PR #5665, opened 2024-08-27
gui: Add find by name to CTS viewer 

### LINKED ISSUE #5463: Add find by name to CTS viewer
### Description

To track:

From @precisionmoon `We want to find a register by name in the main GUI and see the matching sink in the clock tree viewer.`

### Suggested Solution

From @gadfort `It should be fairly easy to implement since you can piggy-back on the inspect connection to emit a second call to a sink in the viewer that can highlight it.`

### Additional Context

_No response_

LucasYuki:
Closes #5463.

Changes:
- Makes the find dialog search instances in the CTS Viewer. (Implements #5463)
- Find dialog focuses on the find text box when the popup opens

If instances are found, the CTS Viewer zooms to fit all found objects. 
When the design has multiple clock signals, the current tree changes to where the instances are found.


src/gui/src/clockWidget.cpp
```diff
@@ -1544,4 +1615,51 @@ void ClockWidget::fit()
...
+  }
+
+  std::set<int> found;
+  std::set<int> not_found;
+  int min_found = -1;
+  // ClockTreeView* finded_view;
+  for (int i = 0; i < views_.size(); i++) {
+    int n_found = views_[i]->findInCts(selections);
+
+    if (n_found) {
```
AcKoucher, line 1644: Avoid checking integers as if they were bools. Also, these names are not descriptive:
n_found --> `number_of_nodes_found` or `found_nodes_count` ..

src/gui/src/clockWidget.cpp
```diff
@@ -809,6 +817,58 @@ void ClockTreeView::fit()
...
+  std::set<ClockNodeGraphicsViewItem*> nodes = getNodes(selections);
+  if (!nodes.empty()) {
+    // remove old selection
+    clearSelection();
+    for (auto node : nodes) {
+      node->setSelected(true);
+    }
+    fitSelection();
+  }
+  return (int) nodes.size();
```
AcKoucher, line 855: This function is doing a lot of things: changing the current selection, fitting the new selection and returning the number of selected nodes. The name findInCts doesn't say much about what is being done.

One alternative could be to use a name like changeAndFitSelection() and you could keep the number of selected nodes in a member variable such as `number_of_selected_nodes_` to be used elsewhere.

src/gui/src/clockWidget.cpp
```diff
@@ -1544,4 +1615,51 @@ void ClockWidget::fit()
...
+{
+  if (views_.empty()) {
+    return;
+  }
+  if (selections.empty()) {
+    return;
+  }
+
+  std::set<int> found;
+  std::set<int> not_found;
```
AcKoucher, line 1638: These could have better names or at least a comment to make it clear that they're sets of indices of the views in which there are/aren't selected instances.

AcKoucher (changes requested):
@maliberty I'm not very familiar with the CTS Viewer code, so I made some more general review.

AcKoucher:
@LucasYuki FYI you can use the [special keywords in GH to link a PR to an issue(s)](https://docs.github.com/en/issues/tracking-your-work-with-issues/linking-a-pull-request-to-an-issue), that way when the PR gets merged, the issue will be closed. This needs to be done in the PR description.

src/gui/src/clockWidget.cpp
```diff
@@ -809,6 +817,58 @@ void ClockTreeView::fit()
...
 }
 
+ClockNodeGraphicsViewItem* ClockTreeView::getItemFromName(
+    const std::string& name)
+{
+  if (items_.find(name) == items_.end()) {
+    return nullptr;
+  }
+
+  return items_[name];
```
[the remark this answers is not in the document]
LucasYuki: Fixed.
Now I'm using the iterator returned by the find method to return the pointer to the found item.

src/gui/src/clockWidget.cpp
```diff
@@ -1282,11 +1339,25 @@ ClockNodeGraphicsViewItem* ClockTreeView::addCellToScene(
...
+                            ClockNodeGraphicsViewItem* node,
+                            const QString& tooltip,
+                            sta::Delay delay)
+{
+  node->setPos({x, convertDelayToY(delay)});
+  node->setExtraToolTip(tooltip);
+  scene_->addItem(node);
+
+  items_[node->getInstName().toStdString()] = node;
+  // getInst()->getName()
```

□ □ □ □ □

■ TASK BRIEF:
Each line above must be retyped exactly in the response.

■ TASK OUTPUT:
PR #5665, opened 2024-08-27
gui: Add find by name to CTS viewer 

### LINKED ISSUE #5463: Add find by name to CTS viewer
### Description

To track:

From @precisionmoon `We want to find a register by name in the main GUI and see the matching sink in the clock tree viewer.`

### Suggested Solution

From @gadfort `It should be fairly easy to implement since you can piggy-back on the inspect connection to emit a second call to a sink in the viewer that can highlight it.`

### Additional Context

_No response_

LucasYuki:
Closes #5463.

Changes:
- Makes the find dialog search instances in the CTS Viewer. (Implements #5463)
- Find dialog focuses on the find text box when the popup opens

If instances are found, the CTS Viewer zooms to fit all found objects. 
When the design has multiple clock signals, the current tree changes to where the instances are found.


src/gui/src/clockWidget.cpp
```diff
@@ -1544,4 +1615,51 @@ void ClockWidget::fit()
...
+  }
+
+  std::set<int> found;
+  std::set<int> not_found;
+  int min_found = -1;
+  // ClockTreeView* finded_view;
+  for (int i = 0; i < views_.size(); i++) {
+    int n_found = views_[i]->findInCts(selections);
+
+    if (n_found) {
```
AcKoucher, line 1644: Avoid checking integers as if they were bools. Also, these names are not descriptive:
n_found --> `number_of_nodes_found` or `found_nodes_count` ..

src/gui/src/clockWidget.cpp
```diff
@@ -809,6 +817,58 @@ void ClockTreeView::fit()
...
+  std::set<ClockNodeGraphicsViewItem*> nodes = getNodes(selections);
+  if (!nodes.empty()) {
+    // remove old selection
+    clearSelection();
+    for (auto node : nodes) {
+      node->setSelected(true);
+    }
+    fitSelection();
+  }
+  return (int) nodes.size();
```
AcKoucher, line 855: This function is doing a lot of things: changing the current selection, fitting the new selection and returning the number of selected nodes. The name findInCts doesn't say much about what is being done.

One alternative could be to use a name like changeAndFitSelection() and you could keep the number of selected nodes in a member variable such as `number_of_selected_nodes_` to be used elsewhere.

src/gui/src/clockWidget.cpp
```diff
@@ -1544,4 +1615,51 @@ void ClockWidget::fit()
...
+{
+  if (views_.empty()) {
+    return;
+  }
+  if (selections.empty()) {
+    return;
+  }
+
+  std::set<int> found;
+  std::set<int> not_found;
```
AcKoucher, line 1638: These could have better names or at least a comment to make it clear that they're sets of indices of the views in which there are/aren't selected instances.

AcKoucher (changes requested):
@maliberty I'm not very familiar with the CTS Viewer code, so I made some more general review.

AcKoucher:
@LucasYuki FYI you can use the [special keywords in GH to link a PR to an issue(s)](https://docs.github.com/en/issues/tracking-your-work-with-issues/linking-a-pull-request-to-an-issue), that way when the PR gets merged, the issue will be closed. This needs to be done in the PR description.

src/gui/src/clockWidget.cpp
```diff
@@ -809,6 +817,58 @@ void ClockTreeView::fit()
...
 }
 
+ClockNodeGraphicsViewItem* ClockTreeView::getItemFromName(
+    const std::string& name)
+{
+  if (items_.find(name) == items_.end()) {
+    return nullptr;
+  }
+
+  return items_[name];
```
[the remark this answers is not in the document]
LucasYuki: Fixed.
Now I'm using the iterator returned by the find method to return the pointer to the found item.

src/gui/src/clockWidget.cpp
```diff
@@ -1282,11 +1339,25 @@ ClockNodeGraphicsViewItem* ClockTreeView::addCellToScene(
...
+                            ClockNodeGraphicsViewItem* node,
+                            const QString& tooltip,
+                            sta::Delay delay)
+{
+  node->setPos({x, convertDelayToY(delay)});
+  node->setExtraToolTip(tooltip);
+  scene_->addItem(node);
+
+  items_[node->getInstName().toStdString()] = node;
+  // getInst()->getName()
```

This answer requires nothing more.